Hi-viz? No thanks. I wear all black this time of the year, even at night. My clothing has tactically placed reflectives that are positioned in key locations to make best use of them.
Putting them on the upper body is mostly next to useless.


----------



## RedRider (31 Oct 2013)

*The link in the OP poses this question:*



> *If*
> 
> There is limited, minimal, zero or negative evidence for the short-term benefits of wearing hi-viz clothing when walking or cycling
> There is the possibility that, as hi-viz wearing spreads, people carrying on their daily business using benign modes of transport – which should be seen as mainstream and normal – are possibly more at risk if they do not wear hi-viz
> ...



The BMW campaign is aimed at children. Am I the only one to find it creepy and sinister?


----------



## Linford (31 Oct 2013)

glenn forger said:


> Unlit cyclists feature in fewer than 2% of vehicle/cyclist collisions. I think I read black shows up better in daylight? May be wrong.

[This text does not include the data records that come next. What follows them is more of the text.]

PR #705, opened 2026-05-07
feat(auto): add AutoProgressEvent callback contract

shaun0927:
## Summary

Lays down the **observer contract** for live `ooo auto` progress reporting. This is the foundation that the follow-up CLI / MCP / TUI surface PRs in the #639 series will plug into. No user-visible behavior changes by itself.

## Changes

- New module `src/ouroboros/auto/progress.py`:
  - `AutoProgressEvent` — frozen, slotted dataclass with `auto_session_id`, `phase`, `kind` (`phase` / `grade` / `repair`), `message`, optional `round` / `grade`, and an ISO timestamp.
  - `AutoProgressCallback` type alias for the subscriber signature.
- `src/ouroboros/auto/pipeline.py`:
  - `AutoPipeline.progress_callback` (optional, defaults to `None`).
  - Internal `_maybe_emit_phase` / `_maybe_emit_grade` / `_maybe_emit_repair` helpers that dedupe so observers don't see noisy duplicate events for unchanged state.
  - `_save` now opportunistically emits a `phase` event when the persisted phase has actually changed since the last emission, so we don't have to instrument every `state.transition` site.
  - Grade/repair emissions live alongside the existing `repairer.converge(...)` block.
  - Callback exceptions are swallowed — observers can never break the pipeline.
- `tests/unit/auto/test_progress.py`:
  - Dataclass immutability + default factory.
  - No-op behavior when no callback is registered.
  - Happy-path emit ordering through `SEED_GENERATION` → `REVIEW` → `COMPLETE` with `phase` and `grade` events captured (uses stub reviewer/repairer to avoid coupling to grading internals).
  - Exploding callback does not break a successful run.
  - Terminal `BLOCKED` path emits a final `phase` event.

## Validation

- `UV_CACHE_DIR=/tmp/uv-cache uv run ruff check src/ouroboros/auto/progress.py src/ouroboros/auto/pipeline.py tests/unit/auto/test_progress.py` → passes.
- `UV_CACHE_DIR=/tmp/uv-cache uv run pytest tests/unit/auto -q` → 204 passed.

## Risks / Notes

- The contract is intentionally narrow (3 event kinds). Future PRs may extend it (e.g. `round`-kind events emitted from `AutoInterviewDriver`), but this PR keeps every emission inside `AutoPipeline` to limit churn.
- Phase emission uses a per-instance dedup tracker. Concurrent reuse of the same `AutoPipeline` instance across overlapping `run()` calls would race; the codebase does not do this today.

[...]

PR #698, opened 2026-05-07
feat(auto): tag seed_origin in persisted auto state

shaun0927:
## Summary

First narrow slice of the remaining #639 surface gaps. Adds a `SeedOrigin` enum (`none` / `auto_pipeline` / `external_authoring`) to `AutoPipelineState` so callers can tell a Seed produced by the auto pipeline apart from one persisted via a side-channel authoring call (e.g. a manual `ouroboros_generate_seed`).

This was explicitly requested in the #639 follow-up comment that pointed out an `ooo auto` run could appear to succeed because a Seed had been produced, even though the auto pipeline itself was `phase=blocked` with `seed_path=null`.

## Changes

- `src/ouroboros/auto/state.py`
  - New `SeedOrigin` `StrEnum`.
  - `AutoPipelineState.seed_origin` field, default `SeedOrigin.NONE`.
  - `to_dict` serializes the enum value; `from_dict` hydrates it (legacy sessions backfill to `none`).
  - Validates against the enum and raises an actionable error on unknown values.
- `src/ouroboros/auto/pipeline.py`
  - Sets `state.seed_origin = SeedOrigin.AUTO_PIPELINE` whenever the configured `seed_generator` returns a fresh Seed.
  - Adds `seed_origin` to `AutoPipelineResult` and `_result()`.
- `src/ouroboros/mcp/tools/auto_handler.py`
  - `_result_meta` exposes `seed_origin` so non-CLI clients (Codex/OMX bridges) can render it.
- `src/ouroboros/cli/commands/auto.py`
  - `_print_status` and `_print_result` render `Seed origin: <value>`.
- `tests/unit/auto/test_surface.py`
  - Default value, round-trip, legacy hydration, invalid value rejection.
  - `AutoPipelineResult` default.
  - CLI renders `Seed origin: auto_pipeline` after pipeline-set value.
  - Pipeline integration test that drives `SEED_GENERATION` through a stubbed `seed_generator` and asserts both `state.seed_origin` and `result.seed_origin`.
  - Updated existing strict-equality MCP meta test to include `seed_origin`.

## Validation

- `UV_CACHE_DIR=/tmp/uv-cache uv run ruff check src/ouroboros/auto/state.py src/ouroboros/auto/pipeline.py src/ouroboros/cli/commands/auto.py src/ouroboros/mcp/tools/auto_handler.py tests/unit/auto/test_surface.py` → passes.
[...]

Issue #639, opened 2026-05-05
Expose live phase and interview progress for ooo auto sessions


shaun0927:
## Problem

Even when the real `ouroboros_auto` pipeline runs, the current implementation appears to return a final formatted result rather than providing a live user-visible phase trace through the Codex/OMX UI. The pipeline persists state under `~/.ouroboros/data/auto_*.json`, but that state is separate from the visible OMX/Codex runtime status surfaces.

For a long-running `ooo auto` command, users need to know what is happening now:

- Is the command in interview, seed generation, review/repair, or run phase?
- Which interview round is active?
- Which auto answers were selected?
- Did the run block, complete, or start a background execution?
- What command resumes the exact session?

## Evidence

The code already tracks useful state:

- `AutoPipelineState.phase`
- `interview_session_id`
- `current_round`
- `pending_question`
- `last_progress`
- `seed_path`
- `review_grade`
- run handles and resume command

However, the visible runtime behavior observed from Codex/OMX did not show an auto session id, phase transitions, interview rounds, or selected answers. State persistence alone is not enough if the user cannot see it during the run.

## Proposed fix

Add a first-class progress/status surface for `ooo auto`:

- Emit structured progress events at each phase transition.
- Surface `auto_session_id`, phase, current round, and last progress in the user-visible output/HUD.
- Provide a simple status command/path for active auto sessions.
- Record selected auto interview answers in a compact ledger view.

## Acceptance criteria

- A running `ooo auto` session visibly reports phase transitions.
- The first response includes `Auto session: auto_...` as soon as the session is created.
- Interview progress shows round count and source-tagged auto answer summaries.
- Seed review/repair progress shows current grade and repair round.
- The final output includes resume/status instructions even on blocked or failed runs.

---

## Narrowed first PR scope

The first implementation PR should not attempt full live streaming or OMX HUD integration.

Start with a read-only status surface for persisted auto sessions, for example one of:

```text
ouroboros auto status auto_<id>
```

or:

```text
ooo auto --resume auto_<id> --status
```

The command should read the persisted `~/.ouroboros/data/auto_<id>.json` state and print a compact status summary.

## First PR output fields

The initial status command should include:

- `auto_session_id`
- `phase`
- `last_progress`
- `interview_session_id`
- `current_round`
- `pending_question` summary, if present
- `seed_path`
- `last_grade`
- `job_id` / `execution_id` / `run_session_id`, if present
- `last_error` or blocker, if present
- resume command

[...]

PR #713, opened 2026-05-07
feat(auto): stream live phase trace in ooo auto CLI

shaun0927:
## Summary

Wires the `AutoProgressEvent` callback into the `ooo auto` CLI so users see live phase / grade / repair lines as the auto pipeline advances, instead of only the final summary. A `--quiet` flag opts out.

This is the third slice of the #639 surface follow-ups, after the persisted-state `--status` view (#645) and the MCP `_result_meta` (#667 / #698).

## Stacking / dependency

Stacked on **#705** (\`feat/639-B-progress-contract\`). This branch contains those commits at the bottom of its history; please review **#705 first**, then the single new commit on top here. Once #705 merges I will rebase this on `main` and the diff will collapse to the CLI-only changes.

## Changes

- `src/ouroboros/cli/commands/auto.py`
  - New `--quiet` typer option on `auto_command`.
  - `_run_auto` now accepts `progress_callback` and threads it into `AutoPipeline(...)`.
  - New `_make_progress_renderer(*, quiet)` factory:
    - quiet → returns `None` (no callback wired, no streaming).
    - otherwise → returns a callback that prints \`\\[auto] {label} — {message}\` via `print_info`. The leading `[` is escaped so Rich treats \`[auto]\` as literal text rather than a markup style name.
- `tests/unit/auto/test_cli_progress.py`
  - Quiet flag returns `None`.
  - Renderer formats phase, grade, and repair events via captured stdout.
  - `--quiet` is documented in `--help`.
  - `_run_auto(progress_callback=cb)` actually forwards `cb` to `AutoPipeline(progress_callback=...)`.
  - End-to-end CliRunner check: without `--quiet`, the streamed phase line appears in the final output; with `--quiet`, no `[auto]` lines appear and the callback is `None` at the pipeline boundary.

## Validation

- `UV_CACHE_DIR=/tmp/uv-cache uv run ruff check src/ouroboros/cli/commands/auto.py tests/unit/auto/test_cli_progress.py` → passes.
- `UV_CACHE_DIR=/tmp/uv-cache uv run pytest tests/unit/auto -q` → 209 passed.

## Risks / Notes

- The renderer prints once per distinct phase change (dedup happens inside `AutoPipeline`); long-running phases will not flood stdout.
- Existing CLI snapshot tests / scripted users that grep for the final-summary lines are unchanged. The new lines all carry an unmistakable `\\[auto]` prefix so downstream pipes can filter on it.

Refs #639

### DIFF
--- a/src/ouroboros/auto/interview_driver.py
+++ b/src/ouroboros/auto/interview_driver.py
@@ -17,6 +17,7 @@ from ouroboros.auto.answerer import (
 )
 from ouroboros.auto.gap_detector import Gap, GapDetector
 from ouroboros.auto.ledger import LedgerStatus, SeedDraftLedger
+from ouroboros.auto.progress import AutoProgressCallback, AutoProgressEvent
 from ouroboros.auto.repo_context import repo_auto_answer_context
 from ouroboros.auto.state import AutoPhase, AutoPipelineState, AutoStore
 
@@ -70,9 +71,36 @@ class AutoInterviewDriver:
     store: AutoStore | None = None
     timeout_seconds: float = 60.0
     max_rounds: int = 12
+    progress_callback: AutoProgressCallback | None = None
+    _last_emitted_message: str | None = field(default=None, init=False, repr=False)
+
+    def _emit(self, state: AutoPipelineState) -> None:
+        """Emit a progress snapshot for the current state via the callback.
+
+        Deduped on ``last_progress_message`` so consumers do not see a
+        torrent of identical events for unchanged state. Callback errors
+        are swallowed so an observer can never break the interview loop.
+        """
+        if self.progress_callback is None:
+            return
+        message = state.last_progress_message
+        if message == self._last_emitted_message:
+            return
+        self._last_emitted_message = message
+        event = AutoProgressEvent(
+            auto_session_id=state.auto_session_id,
+            phase=state.phase.value,
+            kind="phase",
+            message=message,
+        )
+        try:
+            self.progress_callback(event)
+        except Exception:
+            pass
 
     async def run(self, state: AutoPipelineState, ledger: SeedDraftLedger) -> AutoInterviewResult:
         """Run bounded auto interview until Seed-ready or blocked."""
+        self._last_emitted_message = None
         self._ensure_interview_phase(state)
         answer_context = self.context_provider(state.cwd)
         interview_tool_name = "interview.start"
@@ -267,6 +295,10 @@ class AutoInterviewDriver:
     def _save(self, state: AutoPipelineState) -> None:
         if self.store is not None:
             self.store.save(state)
+        # Per-round / per-error progress lives in ``state.last_progress_message``;
+        # emit it here so observers see every interview-loop save without each
+        # call site needing to remember to fire the callback.
+        self._emit(state)
 
 
 class FunctionInterviewBackend:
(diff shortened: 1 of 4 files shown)


Q00 (changes requested):
Reviewed. The CLI live trace direction looks useful, but checks are currently running again. I will hold approval until all checks complete successfully.

Q00 (approved):
Reviewed across OS/UserLevel/Program boundaries, auto scope, and UX complexity. Approving: live CLI progress is a UserLevel improvement, but it is opt-out with --quiet, based on an internal observer contract, and does not add a new decision branch to ooo auto.

shaun0927:
@Q00 re-review ping.

This PR wires the **AutoProgressEvent** callback (introduced in #705) into the \`ooo auto\` CLI so users see live phase / grade / repair lines as the auto pipeline advances, instead of only the final summary. \`--quiet\` opts out.

### What changed since the first round of review

The deep review on \`cda3f4d\` raised two non-blocking notes; the deep review on \`0c2be3e\` then raised a more structural concern about the contract not covering interview rounds. Both lines of feedback are now addressed:

1. **\"\`print_info()\` renders a full Rich panel for every event\"** → fixed: \`_make_progress_renderer()\` now emits a single dim line per event via \`console.print(rf\"[dim]\\[auto][/] {label} — {message}\")\`. The leading \`[\` is escaped so consumers can grep on the literal \`[auto]\` prefix without parsing panel chrome.
2. **\"\`RUN\`-resume path updates \`state.last_grade\` but never calls \`_maybe_emit_grade()\`\"** → fixed (the same fix is also in #705 so PR-B is internally consistent).
3. **\"The progress-stream contract is incomplete because the callback is only attached to \`AutoPipeline\`, while \`AutoInterviewDriver\` persists most interview progress through its own \`_save()\` path\"** → fixed by threading the callback down one layer:
   - \`AutoInterviewDriver\` gained a \`progress_callback\` field and a small \`_emit()\` helper that dedupes on \`state.last_progress_message\` and swallows observer exceptions so the loop is never broken by a buggy consumer.
   - \`AutoInterviewDriver._save()\` now fires \`_emit()\` after every persist call, so each centralized save site (round entry, gap-steered answer, blocker, completion) automatically streams a snapshot.
   - \`AutoPipeline.run()\` pushes its own \`progress_callback\` into the driver at the start of every run, so callers wire the observer in one place and the longest-running phase emits through the same contract.

The latest deep review (commit \`4652c75\`) **APPROVED** the change after policy filtering, with no remaining blocking findings. There is one non-blocking *follow-up* note about the \`phase\` discriminator now also carrying intra-phase round progress; that is best addressed by extending \`AutoProgressKind\` (e.g. adding \`\"round\"\`) in a separate slice — it does not change the merge-readiness of this PR but is tracked for the next iteration.

### Why this is safe to merge

- **Strict additive contract**: \`progress_callback\` defaults to \`None\` everywhere; with no callback the CLI behaves exactly as before. The \`--quiet\` flag is also additive.
- **Observer isolation**: callback exceptions are caught and swallowed at both the pipeline and driver layers — no observer can break the auto-pipeline control flow.
- **CI green** across Ruff lint + format, MyPy, pytest on Python 3.12 / 3.13 / 3.14, and Bridge TypeScript.
- **Stacked on #705** — please review #705 first; once it merges, this branch will rebase to drop the duplicate commits and the diff will collapse to the CLI + driver wiring on top.

Refs #639. Ready for human review.

PR #716, opened 2026-05-07
feat(auto): expose auto progress event history through MCP meta

shaun0927:
## Summary

Records every `AutoProgressEvent` emitted during a single `ouroboros_auto` invocation and surfaces the accumulated list as `meta[\"progress_events\"]` so non-CLI bridges (Codex / OMX) can render the same phase / grade / repair trace the CLI streams.

This is the MCP-side companion to the CLI live trace (#713) and depends on the same `AutoProgressEvent` callback contract introduced in #705.

## Stacking / dependency

Stacked on **#705** (\`feat/639-B-progress-contract\`). This branch contains those commits at the bottom of its history; please review **#705 first**, then the single new commit on top here. Once #705 merges I will rebase this on `main` and the diff will collapse to the MCP-only changes.

This PR is independent of #713 (CLI trace) and can land in either order.

## Changes

- `src/ouroboros/mcp/tools/auto_handler.py`
  - `handle()` now allocates a `progress_events: list[AutoProgressEvent]` and threads `progress_events.append` as the pipeline's `progress_callback`.
  - `_run()` accepts an optional `progress_events` list (keyword-only) and wires the callback into `AutoPipeline(progress_callback=...)` only when the caller supplied a list.
  - `_result_meta()` accepts the optional list and adds `meta[\"progress_events\"] = [...]` only when at least one event was captured.
  - New helper `_progress_event_to_dict()` returns a JSON-friendly dict with the keys `{phase, kind, message, round, grade, timestamp}`. The redundant per-event `auto_session_id` is intentionally elided.
- `tests/unit/auto/test_mcp_progress_history.py` (new):
  - Empty event list omits `progress_events` from meta.
  - Three serialized events appear in emit order with the expected keys.
  - End-to-end `AutoHandler.handle({...})` pipes events emitted by a fake pipeline into `meta[\"progress_events\"]`.
  - Pipeline that emits no events leaves the meta key absent.
- `tests/unit/auto/test_surface.py`:
  - Two pre-existing `_run` monkeypatches grew a `**_kwargs` parameter to absorb the new `progress_events` keyword. No functional changes.

## Validation

- `UV_CACHE_DIR=/tmp/uv-cache uv run ruff check src/ouroboros/mcp/tools/auto_handler.py tests/unit/auto/test_mcp_progress_history.py` → passes.
- `UV_CACHE_DIR=/tmp/uv-cache uv run pytest tests/unit/auto -q` → 208 passed.

## Risks / Notes

- Long-running auto sessions accumulate one entry per phase change + one per grade + one per repair round. With the existing dedup in `AutoPipeline._maybe_emit_phase`, the worst case for a 12-round interview + 5 repair rounds is ~25 entries — comfortably below any reasonable MCP payload threshold.
- The `meta[\"progress_events\"]` key is additive and absent when no events were emitted, so existing clients that do not consume it are unaffected.

Refs #639

### DIFF
--- a/src/ouroboros/auto/pipeline.py
+++ b/src/ouroboros/auto/pipeline.py
@@ -4,12 +4,13 @@ from __future__ import annotations
 
 import asyncio
 from collections.abc import Awaitable, Callable
-from dataclasses import asdict, dataclass
+from dataclasses import asdict, dataclass, field
 from typing import Any
 
 from ouroboros.auto.grading import GradeGate
 from ouroboros.auto.interview_driver import AutoInterviewDriver
 from ouroboros.auto.ledger import SeedDraftLedger
+from ouroboros.auto.progress import AutoProgressCallback, AutoProgressEvent
 from ouroboros.auto.seed_repairer import SeedRepairer
 from ouroboros.auto.seed_reviewer import SeedReview, SeedReviewer
 from ouroboros.auto.state import AutoPhase, AutoPipelineState, AutoStore, utc_now_iso
@@ -75,9 +76,16 @@ class AutoPipeline:
     reconcile_source: str | None = None
     seed_timeout_seconds: float = 120.0
     run_start_timeout_seconds: float = 60.0
+    progress_callback: AutoProgressCallback | None = None
+    _last_emitted_phase: str | None = field(default=None, init=False, repr=False)
+    _last_emitted_grade: str | None = field(default=None, init=False, repr=False)
+    _last_emitted_repair: int | None = field(default=None, init=False, repr=False)
 
     async def run(self, state: AutoPipelineState) -> AutoPipelineResult:
         """Run a bounded auto pipeline using injected side-effecting dependencies."""
+        self._last_emitted_phase = None
+        self._last_emitted_grade = None
+        self._last_emitted_repair = None
         ledger = (
             SeedDraftLedger.from_dict(state.ledger)
             if state.ledger
@@ -251,6 +259,8 @@ class AutoPipeline:
             state.last_grade = review.grade_result.grade.value
             state.findings = [asdict(finding) for finding in review.findings]
             state.ledger = ledger.to_dict()
+            self._maybe_emit_repair(state)
+            self._maybe_emit_grade(state)
             if self.seed_saver is not None:
                 try:
                     state.seed_path = self.seed_saver(seed)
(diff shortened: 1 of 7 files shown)


Q00 (changes requested):
Reviewed. Exposing MCP progress history is a public contract change, so the existing requested changes need to be resolved first. I am not approving this yet.

Q00 (changes requested):
Reviewed across OS/UserLevel/Program boundaries, auto scope, and UX complexity. Requesting changes: exposing raw progress_events through MCP meta creates a Program-level contract and can grow into a second event API. Please define a stable schema/version and bounded retention/summary behavior before making bridge clients depend on this payload.

shaun0927:
@Q00 re-review ping.

This PR is the MCP-side companion to the CLI live trace (#713) and depends on the same \`AutoProgressEvent\` callback contract introduced in #705. It records every \`AutoProgressEvent\` emitted during a \`ouroboros_auto\` invocation onto the **persisted** \`AutoPipelineState\` and surfaces the accumulated history as \`meta[\"progress_events\"]\` so non-CLI bridges (Codex / OMX) can render the same phase / grade / repair trace the CLI streams — and, crucially, can keep that history coherent across resume boundaries.

### Bot verdict: APPROVE (commit \`9aceeef\`)

> The change is directionally sound: progress history is now persisted on the session state and re-hydrated by the MCP handler from a single durable source of truth, which fixes the \"one save behind\" problem and makes resumes observable across invocations.

### What changed across the review cycles

The first deep review on \`fa26294\` flagged a fundamental contract gap; the bot raised three additional concrete issues on the fix commits, all of which are now closed:

1. **\"\`progress_events\` is initialized as a fresh in-memory list for each \`handle()\` call ... clients will receive a truncated history after any multi-call or resumed session\"** → fixed: progress history was moved onto the persisted \`AutoPipelineState.progress_events\` field. \`AutoHandler.handle()\` now reloads the state after \`_run\` completes and surfaces the durable log as \`meta[\"progress_events\"]\`.
2. **\"\`_save()\` persists state *before* \`_maybe_emit_phase()\` appends the new phase event ... terminal complete/blocked/failed events are never persisted at all\"** → fixed: \`_save()\` now emits *before* persisting, so the matching event lands in \`state.progress_events\` and gets durably written by the same store call. New regression test runs the pipeline end-to-end through a passing reviewer/repairer and asserts the persisted state ends in COMPLETE with the matching final \`phase\` event.
3. **\"\`run()\` resets \`_last_emitted_phase\` and then immediately calls \`_save(state)\` before any transition, so every resume/no-op invocation appends a fresh \`phase\` event for the current phase even when nothing changed\"** → fixed: dedup trackers are now seeded from the *current* persisted state on \`run()\` entry, so a no-op resume — including a resume of an already-terminal session — appends no spurious entries. New regression test resumes a complete session and asserts the persisted history length is unchanged.
4. **\"The new persisted ring-buffer behavior is untested at the 100-entry boundary\"** *(non-blocking note in the approval review)* → addressed by an additional unit test that fires \`AutoPipeline._emit\` past \`_PROGRESS_EVENT_LIMIT + 25\` and asserts the cap, FIFO eviction, and newest-entry survival.

### Why this is safe to merge

- **Strictly additive on the persisted schema**: \`progress_events\` defaults to \`[]\`, hydrates legacy persisted sessions to \`[]\`, and is validated as a list of dicts on load.
- **Bounded persistent log**: ring buffer caps at \`_PROGRESS_EVENT_LIMIT = 100\` (≈ 25 KB worst case), so resume state files stay compact even on long-running sessions; eviction is FIFO and now boundary-tested.
- **Single source of truth**: every event consumer (callback, MCP meta, future CLI/HUD) reads from the same \`state.progress_events\` log. No more in-memory drift between \`AutoPipeline\` and \`AutoHandler\`.
- **Defensive against degraded storage**: an unloadable \`AutoStore\` after \`_run\` is caught — the meta payload is still produced, just without the history block. Covered by a regression test.
- **CI green** across Ruff lint + format, MyPy, pytest on Python 3.12 / 3.13 / 3.14, and Bridge TypeScript.
- **Stacked on #705** — please review #705 first; once it merges, this branch will rebase to drop the duplicate commits and the diff will collapse to the persistence + handler-reload changes on top.

Refs #639. Ready for human review.

shaun0927:
Closing per Q00's review feedback combined with rebase complexity.

Q00's review:
> "Exposing raw progress_events through MCP meta creates a Program-level contract and can grow into a second event API. Please define a stable schema/version and bounded retention/summary behavior before making bridge clients depend on this payload."

The PR has 9 commits with internally superseding revisions (e.g., one commit seeds dedup from live state, a later commit re-implements the same dedup from `progress_events` log). The cleanest path is to rebuild as a focused PR that:

1. Defines a versioned schema (`progress_events_v1`) before exposing it
2. Bounded retention (e.g., last N events with a documented cap) up front
3. Single, final dedup design (not the multi-revision history this branch carries)
4. Drops the `progress_events` MCP exposure if the schema/retention design isn't ready in v0 — UX cost low (no client depends yet), schema cost high (locks in a Program contract)

Rebase tried — `state.py` `for field_name in (...)` block, `pipeline.py` dedup logic, multiple test additions all conflict with current main. Conflict count makes manual resolution risky vs a clean fresh PR.

Refs #639, #725.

2%...have you got a source for this number ?


----------



## glenn forger (31 Oct 2013)

http://www.theguardian.com/lifeandstyle/2009/dec/15/cycling-bike-accidents-study



> The study, carried out for the Department for Transport, found that in 2% of cases where cyclists were seriously injured in collisions with other road users police said that the rider disobeying a stop sign or traffic light was a likely contributing factor. Wearing dark clothing at night was seen as a potential cause in about 2.5% of cases, and failure to use lights was mentioned 2% of the time.


----------



## ianrauk (31 Oct 2013)

gaz said:


> Hi-viz? No thanks. I wear all black this time of the year, even at night. My clothing has tactically placed reflectives that are positioned in key locations to make best use of them.
> Putting them on the upper body is mostly next to useless.




This....
I do wonder if some people actually don't realise that hi-viz doesn't work at night, under street lighting and headlights and looks like any other 'normal' washed out colour. And as Mort says above.. people do seem to confuse Hi-Viz and reflectives.


----------



## mcshroom (31 Oct 2013)

Thanks for the article. One of the idiotic execs at work is trying to push through mandatory high-viz for cyclists on site and this is a useful piece in our rebuttal.


----------



## slowmotion (1 Nov 2013)

Paint your frame black
Wear camouflage clothing
Jump red lights
Go up the side of stationary trucks
Don't use lights. They're for pussies.

It's all everybody else's fault, innit?


----------



## RedRider (1 Nov 2013)

slowmotion said:


> Paint your frame black
> Wear camouflage clothing
> Jump red lights
> Go up the side of stationary trucks
> ...


 No, it's all your fault. Even though you're a five-year-old walking to school. I know this because BMW brainwashed me.


----------



## glenn forger (1 Nov 2013)

slowmotion said:


> Wear camouflage clothing



I can't find any!


----------



## Spinney (1 Nov 2013)

RedRider said:


> Another good OP there, snorri. That BMW education link in the article is beyond satire. Just awful. I'm angry about it.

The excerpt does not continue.